PR #1371, opened 2020-09-17
Config rework

crufter:


go.mod
```diff
@@ -5,23 +5,20 @@ go 1.13
...
 	github.com/go-acme/lego/v3 v3.4.0
+	github.com/gobwas/pool v0.2.1 // indirect
 	github.com/golang/protobuf v1.4.2
 	github.com/google/uuid v1.1.2
 	github.com/gorilla/handlers v1.4.2
 	github.com/gorilla/mux v1.7.3
 	github.com/hashicorp/go-version v1.2.1
 	github.com/juju/fslock v0.0.0-20160525022230-4d5c94c67b4b
-	github.com/micro/go-micro/v3 v3.0.0-beta.2.0.20200918132042-8975184b88a7
+	github.com/micro/go-micro v1.18.0
```
domwong, line 19: Why has a v1 import crept in ? need to track this down and fix to v3

crufter: It's VScodde

service/config/client/options.go
```diff
@@ -3,7 +3,7 @@ package client
 import (
 	"context"
 
-	"github.com/micro/go-micro/v3/config/source"
+	"github.com/micro/go-micro/config/source"
```
domwong: should be v3

service/config/client/client.go
```diff
@@ -14,92 +15,67 @@ import (
...
-		return
+		logger.Error(err)
 	}
-	return newWatcher(stream)
 }
 
-// Write is unsupported
-func (m *srv) Write(cs *source.ChangeSet) error {
-	return nil
+func (m *srv) Delete(path string, options ...config.Option) {
```
domwong, line 56: Think I'm somewhat late to the party here but why don't we return `error` in any of these methods? Just logging error will likely get lost

service/config/client/options.go
crufter: Just fixed, this was what caused 1.18, nice catch

service/config/client/client.go
crufter: I don't know honestly, I kept it as this is how it worked forever but if we change it we should change it now probably.

service/config/server/encryption.go
```diff
@@ -0,0 +1,70 @@
...
+
+// encrypt/decrypt functions are taken from https://www.melvinvivas.com/how-to-encrypt-and-decrypt-data-using-aes/
+
+func encrypt(stringToEncrypt string, key []byte) (encryptedString string) {
+	plaintext := []byte(stringToEncrypt)
+
+	//Create a new Cipher Block from the key
+	block, err := aes.NewCipher(key)
+	if err != nil {
+		panic(err.Error())
```
domwong, line 20: why panic rather than bubble up an error?

crufter: copypasta code that's why :trollface:

service/config/server/handler.go
```diff
@@ -23,432 +21,220 @@ const (
...
-			return errors.BadRequest("config.Config.Update", "unmarshal value error: %v", err)
-		}
-		record = records[0]
-	}
-
-	// generate a new base changeset
-	changeSet := &source.ChangeSet{
-		Format: "json",
-		Data:   []byte(`{}`),
+	ch, err := store.Read(req.Namespace)
```
domwong, line 173: should be `ns` rather than `req.Namespace`

service/config/server/handler.go
```diff
@@ -23,432 +21,220 @@ const (
...
-
-	if err := store.Write(record); err != nil {
-		return errors.BadRequest("config.Config.Update", "update into db error: %v", err)
 	}
 
-	_ = publish(ctx, &pb.WatchResponse{Namespace: req.Change.Namespace, ChangeSet: req.Change.ChangeSet})
-
-	return nil
+	return store.Write(&store.Record{
+		Key:   req.Namespace,
```
domwong, line 206: should be `ns`

service/config/server/handler.go
```diff
@@ -23,432 +21,220 @@ const (
...
-	if len(req.Namespace) == 0 {
-		req.Namespace = defaultNamespace
-	}
-
-	// authorize the request
-	if err := namespace.Authorize(ctx, req.Namespace); err == namespace.ErrForbidden {
-		return errors.Forbidden("config.Config.Watch", err.Error())
-	} else if err == namespace.ErrUnauthorized {
-		return errors.Unauthorized("config.Config.Watch", err.Error())
+	ch, err := store.Read(req.Namespace)
```
domwong, line 226: should be ns

service/config/server/handler.go
```diff
@@ -23,432 +21,220 @@ const (
...
-	return reader.Values(ch)
-}
-
-// publish a change
-func publish(ctx context.Context, ch *pb.WatchResponse) error {
-	req := muclient.NewMessage(watchTopic, ch)
-	return muclient.Publish(ctx, req)
+	values.Delete(req.Path)
+	return store.Write(&store.Record{
+		Key:   req.Namespace,
```
domwong, line 237: should be `ns`

domwong (approved):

## Description of the task
Every line of the listing above is to be repeated exactly as written.

## Your response
PR #1371, opened 2020-09-17
Config rework

crufter:


go.mod
```diff
@@ -5,23 +5,20 @@ go 1.13
...
 	github.com/go-acme/lego/v3 v3.4.0
+	github.com/gobwas/pool v0.2.1 // indirect
 	github.com/golang/protobuf v1.4.2
 	github.com/google/uuid v1.1.2
 	github.com/gorilla/handlers v1.4.2
 	github.com/gorilla/mux v1.7.3
 	github.com/hashicorp/go-version v1.2.1
 	github.com/juju/fslock v0.0.0-20160525022230-4d5c94c67b4b
-	github.com/micro/go-micro/v3 v3.0.0-beta.2.0.20200918132042-8975184b88a7
+	github.com/micro/go-micro v1.18.0
```
domwong, line 19: Why has a v1 import crept in ? need to track this down and fix to v3

crufter: It's VScodde

service/config/client/options.go
```diff
@@ -3,7 +3,7 @@ package client
 import (
 	"context"
 
-	"github.com/micro/go-micro/v3/config/source"
+	"github.com/micro/go-micro/config/source"
```
domwong: should be v3

service/config/client/client.go
```diff
@@ -14,92 +15,67 @@ import (
...
-		return
+		logger.Error(err)
 	}
-	return newWatcher(stream)
 }
 
-// Write is unsupported
-func (m *srv) Write(cs *source.ChangeSet) error {
-	return nil
+func (m *srv) Delete(path string, options ...config.Option) {
```
domwong, line 56: Think I'm somewhat late to the party here but why don't we return `error` in any of these methods? Just logging error will likely get lost

service/config/client/options.go
crufter: Just fixed, this was what caused 1.18, nice catch

service/config/client/client.go
crufter: I don't know honestly, I kept it as this is how it worked forever but if we change it we should change it now probably.

service/config/server/encryption.go
```diff
@@ -0,0 +1,70 @@
...
+
+// encrypt/decrypt functions are taken from https://www.melvinvivas.com/how-to-encrypt-and-decrypt-data-using-aes/
+
+func encrypt(stringToEncrypt string, key []byte) (encryptedString string) {
+	plaintext := []byte(stringToEncrypt)
+
+	//Create a new Cipher Block from the key
+	block, err := aes.NewCipher(key)
+	if err != nil {
+		panic(err.Error())
```
domwong, line 20: why panic rather than bubble up an error?

crufter: copypasta code that's why :trollface:

service/config/server/handler.go
```diff
@@ -23,432 +21,220 @@ const (
...
-			return errors.BadRequest("config.Config.Update", "unmarshal value error: %v", err)
-		}
-		record = records[0]
-	}
-
-	// generate a new base changeset
-	changeSet := &source.ChangeSet{
-		Format: "json",
-		Data:   []byte(`{}`),
+	ch, err := store.Read(req.Namespace)
```
domwong, line 173: should be `ns` rather than `req.Namespace`

service/config/server/handler.go
```diff
@@ -23,432 +21,220 @@ const (
...
-
-	if err := store.Write(record); err != nil {
-		return errors.BadRequest("config.Config.Update", "update into db error: %v", err)
 	}
 
-	_ = publish(ctx, &pb.WatchResponse{Namespace: req.Change.Namespace, ChangeSet: req.Change.ChangeSet})
-
-	return nil
+	return store.Write(&store.Record{
+		Key:   req.Namespace,
```
domwong, line 206: should be `ns`

service/config/server/handler.go
```diff
@@ -23,432 +21,220 @@ const (
...
-	if len(req.Namespace) == 0 {
-		req.Namespace = defaultNamespace
-	}
-
-	// authorize the request
-	if err := namespace.Authorize(ctx, req.Namespace); err == namespace.ErrForbidden {
-		return errors.Forbidden("config.Config.Watch", err.Error())
-	} else if err == namespace.ErrUnauthorized {
-		return errors.Unauthorized("config.Config.Watch", err.Error())
+	ch, err := store.Read(req.Namespace)
```
domwong, line 226: should be ns

service/config/server/handler.go
```diff
@@ -23,432 +21,220 @@ const (
...
-	return reader.Values(ch)
-}
-
-// publish a change
-func publish(ctx context.Context, ch *pb.WatchResponse) error {
-	req := muclient.NewMessage(watchTopic, ch)
-	return muclient.Publish(ctx, req)
+	values.Delete(req.Path)
+	return store.Write(&store.Record{
+		Key:   req.Namespace,
```
domwong, line 237: should be `ns`

domwong (approved):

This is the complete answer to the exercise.